The Office of Federal Financial Management (OFFM) is specifically charged with overseeing financial management matters, establishing financial management policies and requirements, and monitoring the establishment and operation of federal financial management systems. OFFM is led by a controller.

The CFO Act also established the CFO Council, chair by the OMB Deputy Director for Management and including the CFOs and Deputy CFOs of 23 federal agencies, the OFFM controller, and the Fiscal Assistant Secretary, the head of the Office of Fiscal Service of the Department of the Treasury. Its mandate is to work collaboratively to improve financial management in the U.S. government and "advise and coordinate the activities of the agencies of its members" in the areas of financial management and accountability.
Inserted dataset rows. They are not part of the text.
PR #1104, opened 2026-05-05
fix(skills): instruct agent to use exact absolute path for skill files

buidackim:
## Problem

The system prompt contains conflicting guidance that causes weaker models to mangle skill file paths:

1. **Skills section** says: *read its SKILL.md at the location path with read_file*
2. **Workspace section** says: *Use relative paths — do not guess absolute paths*

Models like MiniMax-M2.7 try to reconcile both instructions by stripping the absolute prefix from the skill path (e.g. `/app/data/skills-store/gpt-image-2-pro-max/1/SKILL.md` → `skills/gpt-image-2-pro-max-main/SKILL.md`), causing `file not found` errors.

## Fix

Resolves the contradiction by clarifying the boundary:

- **Workspace section**: relative paths for *user files*, exact absolute paths for *skills*
- **Skills section** (inline + search modes): adds `(use the EXACT absolute path provided)`
- **skill_search result**: adds the same emphasis in the ACTION REQUIRED instruction

## Files Changed

- `internal/agent/systemprompt.go` — 3 string changes in prompt guidance
- `internal/tools/skill_search.go` — 1 string change in search result instruction

## Impact

Minimal prompt size increase (~30 tokens). Helps weaker models follow skill paths correctly without affecting stronger models.

### DIFF
--- a/internal/agent/systemprompt.go
+++ b/internal/agent/systemprompt.go
@@ -640,7 +640,7 @@ func buildSkillsSection(skillsSummary string, hasSkillSearch, hasSkillManage boo
 			"## Skills (mandatory)",
 			"",
 			"Before replying, scan `<available_skills>` below.",
-			"If a skill clearly applies, read its SKILL.md at the `<location>` path with `read_file`, then follow it.",
+			"If a skill clearly applies, read its SKILL.md at the `<location>` path with `read_file` (use the EXACT absolute path provided), then follow it.",
 			"If multiple could apply, choose the most specific one. Never read more than one skill up front.",
 			"If none apply, proceed normally.",
 			"",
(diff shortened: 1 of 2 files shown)


mrgoonie (changes requested):
Summary: This is the right problem to fix, but the patch currently breaks the prompt-size test budget in `internal/agent`.

Risk level: Low

Mandatory gates:
- Duplicate/prior implementation: clear; I only found this PR for the exact skill absolute-path prompt guidance.
- Project standards: issue found — prompt wording changes need to stay within the tested mode size budgets.
- Strategic necessity: clear value; the workspace-vs-skill path ambiguity is real and worth removing.
- CI/checks: missing on GitHub; local targeted test failed.

Findings:
- Important: `go test ./internal/agent ./internal/tools` fails on this branch with `TestNoneModeSections`: `none mode too large: 3112 chars`. The added wording is small, but it still pushes an existing prompt-size guard over its limit. Please either tighten the new wording enough to keep the none-mode budget under the test threshold, or update the test budget only if that larger prompt is an intentional product decision.

Verdict: REQUEST_CHANGES

Next step: make the wording more compact (for example, avoid repeating the full “use the EXACT absolute path provided” phrase in multiple emitted sections) and rerun `go test ./internal/agent ./internal/tools` before re-review.

*Posted by /github-maintain at 2026-06-22T21:09:30Z*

OMB Circular A-123 (issued 21 December 2004) defines the management responsibilities for internal financial controls in federal agencies and addressed to all federal CFOs, CIOs and Program Managers. The circular is a re-examination of the existing internal control requirements for federal agencies and was initiated in light of the new internal control requirements for publicly traded companies contained in the Sarbanes–Oxley Act of 2002.

While significant progress in improving federal financial management has been made since the federal government began preparing consolidated financial statements, the Government Accountability Office (GAO) reported that "major impediments continue to prevent [GAO] from rendering an opinion." In December 2006, the GAO announced that for the 10th consecutive year, the GAO was prevented from expressing an opinion on the consolidated financial statements of the government due to a number of material weaknesses related to financial systems, fundamental recordkeeping, and financial reporting.
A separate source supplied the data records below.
Issue #915, opened 2026-04-15
Bug - Telegram group: `write_file` checks writer permission against `group:telegram:<id>` instead of sender user


rongxanh:
## Summary
In Telegram **group chats**, `write_file` is being authorized with:

- `userId = group:telegram:<group_id>`

instead of the actual sender's Telegram user ID.

This breaks file-writer authorization in groups and causes `write_file` to fail before file creation.

---

## Affected versions
Reproduced on:

- `v3.6.0`
- `v3.7.1`

---

## Expected
For Telegram group messages:

- group should remain the **session/scope**
- sender should remain the **acting user**

So file-writer checks should use:

- scope = `group:telegram:<group_id>`
- user = `<sender_user_id>`

---

## Actual
`write_file` fails with:
`permission denied: only file writers can modify files in this group. Use /addwriter to get write access`

Runtime/tool context shows the wrong principal:

```
{
  "userId": "group:telegram:<groupid>",
  "channel": "telegram",
  "sessionKey": "agent:<agent>:telegram:group:<groupid>"
}
```
This suggests group runs are assigning `user_id` to the **group principal** instead of the sender user.

---

## Minimal evidence
```
[INFO] inbound: scheduling message (main lane) ... peerkind=group ... userid=group:telegram:<groupid>
[INFO] tool call ... tool=writefile
[WARN] tool error ... permission denied: only file writers can modify files in this group ...
Tool result:json
{
  "type": "tool.result",
  "payload": {
    "name": "writefile",
    "iserror": true,
    "result": "permission denied: only file writers can modify files in this group. Use /addwriter to get write access"
  },
  "userId": "group:telegram:<group_id>",
  "channel": "telegram"
}
```
---

## Likely root cause
Telegram group inbound/runtime context appears to collapse:

- **group scope/session**
- **acting user**

into the same principal.

`commands_writers.go` seems to treat:
- group = scope
- sender = actor

But the tool runtime appears to treat:
- group = scope
- group = actor

---

## Suggested fix
For Telegram group runs, keep these separate:

- session/scope → `group:telegram:<group_id>`
- acting user → actual Telegram sender user ID

Then run `write_file` auth against the sender user within the group scope.

viettranx:
[...]

PR #1105, opened 2026-05-06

At the same time, in calendar year 2007, the CFOC announced that for the second consecutive year, every major federal agency completed its Performance and Accountability Report just 25 days after the end of the fiscal year (2006).

Changing role
The role of the CFO has evolved significantly. Traditionally being viewed as a financial gatekeeper, the role of the CFO has expanded and evolved to an advisor and a strategic partner to the CEO.  In fact, in a report released by McKinsey, 88 percent of 164 CFOs surveyed reported that CEOs expect them to be more active participants in shaping the strategy of their organizations. Half of them also indicated that CEOs counted on them to challenge the company's strategy. As a result, the 1990s saw the rise of the strategic CFO, and more recently many companies have created a chief strategy officer (CSO) position.  As a result, a 2016 survey of CFOs suggests that their new role has focused on financial reporting, with 52% of CFOs still finding themselves bogged down in the basics of traditional accounting practices such as transaction reporting and unable to make time for business partnering. The rise of digital technologies and a focus on data analytics to support decision making impacting almost every industry and organization will only add more pressure on CFOs to address this tension on finding the time to meet the expectations of their C-Suite colleagues. Many organizations have embarked on the journey to help achieve this by creating a finance function based on four distinct pillars - An Accounting organization structured as a shared service, an FP&A organization responsible for driving financial planning processes as well as driving increased insight into financial and non financial KPIs that drive business performance, a Finance Business Partnering organization that supports the leadership of divisions, regions, functions to drive performance improvement and, last but not least, expertise centers around the areas of Tax, Treasury, Internal Audit, Investor Relations, etc.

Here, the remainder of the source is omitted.